マーサに湯浴みの手伝いの声掛けがあったが、もう自分一人で出来るからと断った。
本当はもっとマーサに甘えたかったし話す時間も欲しかったが、鱗のある身体を見せることも真珠に変わる涙も知られる訳にはいかないのだ。
チャプンと久方ぶりの湯船には、薔薇の花びらが浮かべられている。
以前はこのような暮らしが当たり前であったが、今は泉で水浴びをするのが日課なのだ。
水面に浮かんだ花びらの隙間から煌めく鱗が見える。
鱗は脇腹だけでなく、胸元や背中、太ももなどにも見られている。
ジュリエットの見えない気づいていない場所にも増えているのかも知れないが、誰にも話すことができていない現状では知る術はないのである。

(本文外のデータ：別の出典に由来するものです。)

PR #1222, opened 2022-03-30
Bug fix: allow all Aardvark relationship fields to browse suppressed records

### LINKED ISSUE #1221: GBL v4 - Expand "Browse all" relationship links to include additional Aardvark fields
### Descriptive summary

PR forthcoming...

This bug impacts GeoBlacklight v4/Aardvark releases to date. With Aardvark, we've expanded the number of fields that can be used to show parent/child relationships: Relation, Member Of, Is Part Of, Source, Is Version Of, Replaces, and Is Replaced By. 

### Expected behavior

When viewing a record that has a non-Source field relationship (ex. Is Part Of), the "Browse all X records..." links should return a list of records carrying that relationship.

Screen Shot 2022-03-29 at 9 33 38 AM

### Actual behavior

The browse link returns zero results:

Screen Shot 2022-03-29 at 9 34 44 AM

Because! Our SuppressedRecordsSearchBehavior concern is only checking for Source field suppressed records:
https://github.com/geoblacklight/geoblacklight/blob/6f7ddfb91938b507c8d4083495e324511abfcf38/app/models/concerns/geoblacklight/suppressed_records_search_behavior.rb#L16

Instead we need our query to un-suppress any relationship-capable field when browsing.

### Related work

Aardvark Relationships - https://github.com/geoblacklight/geoblacklight/issues/1099

ewlarson:
We need to allow all the new Aardvark relationship fields to bypass our suppressed records filter. This PR adds additional non-Source field relationship fixtures (the Wabash Topo docs) and a feature test to ensure our "Browse all X" link is working correctly.

Fixes #1221

### DIFF
--- a/app/models/concerns/geoblacklight/suppressed_records_search_behavior.rb
+++ b/app/models/concerns/geoblacklight/suppressed_records_search_behavior.rb
@@ -12,8 +12,13 @@ module Geoblacklight
     # @param [Blacklight::Solr::Request]
     # @return [Blacklight::Solr::Request]
     def hide_suppressed_records(solr_params)
-      # Show child records if searching for a specific source parent
-      return unless blacklight_params.fetch(:f, {})[Settings.FIELDS.SOURCE.to_sym].nil?
+      # Show suppressed records when searching relationships
+      return if blacklight_params.fetch(:f,
+                                        {}).keys.any? do |field|
+                  Settings.RELATIONSHIPS_SHOWN.map do |_key, value|
+                    value.field
+                  end.include?(field)
+                end
 
       # Do not suppress action_documents method calls for individual documents
       # ex. CatalogController#web_services (exportable views)
--- a/config/locales/geoblacklight.en.yml
+++ b/config/locales/geoblacklight.en.yml
@@ -73,6 +73,7 @@ en:
       descendant: 'Derived Datasets'
       member_of: 'Belongs to collection...'
       part_of: 'Is part of...'
+      part_of_descendants: 'Has part...'
       relation: 'Related Records'
       replaces: 'Item replaces...'
       replaced_by: 'Item replaced by...'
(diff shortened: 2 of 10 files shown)


ewlarson:
Two tests fail here because https://map-tiles-staging.princeton.edu/mosaicjson/tiles/WebMercatorQuad is currently down.
Returns:
```
{"message":"Internal Server Error"}
```

@eliotjordan / Is there a better URL for these tests to ping?

app/models/concerns/geoblacklight/suppressed_records_search_behavior.rb
```diff
@@ -12,8 +12,13 @@ module SuppressedRecordsSearchBehavior
     # @param [Blacklight::Solr::Request]
     # @return [Blacklight::Solr::Request]
     def hide_suppressed_records(solr_params)
-      # Show child records if searching for a specific source parent
-      return unless blacklight_params.fetch(:f, {})[Settings.FIELDS.SOURCE.to_sym].nil?
+      # Show suppressed records when searching relationships
+      return if blacklight_params.fetch(:f,
+                                        {}).keys.any? do |field|
```
eliotjordan, line 17: issue: this would be easier to read if line 17 was moved up to line 16.

eliotjordan (changes requested):

eliotjordan:
@ewlarson This looks good except for a small formatting issue.

app/models/concerns/geoblacklight/suppressed_records_search_behavior.rb
ewlarson: Ahhh! Yeah, I agree it looks odd, but this is how Rubocop autocorrected the indentation. 🤷

eliotjordan: Rubocop. smh.

eliotjordan (approved):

「脚も動きが悪くなることが段々と増えて来たわ。まだ誕生日は先のことなのに、着々と呪いは浸潤していくのね」
湯船の中でそっと鱗に触れてみる。
虹色に煌めくそこは硬くて、時々ピリピリとした痛みが走ることもあった。
湯船から上がるとなお一層煌めくそこは美しいが、ジュリエットにとれば禍々しい呪いの印なのである。
一人で湯浴みを終えて夜着に着替える。
集落の生活では当たり前となっていたが、この邸では初めてのことである。
広々としたフカフカの寝台はマーサが整えてくれたものだ。
「辛くなんてないわ……」
瞬きをすれば、そこから雫がこぼれ落ちて寝台の上にパラパラと美しい真珠が転がった。
その真珠の美しさは、この国の特産品である真珠の中でも比べようもないほどの深みのある輝きと色合いであった。
この美しい宝石のために、人魚は人間に虐待されるのだ。
ジュリエットは何故か涙が止まらなかった。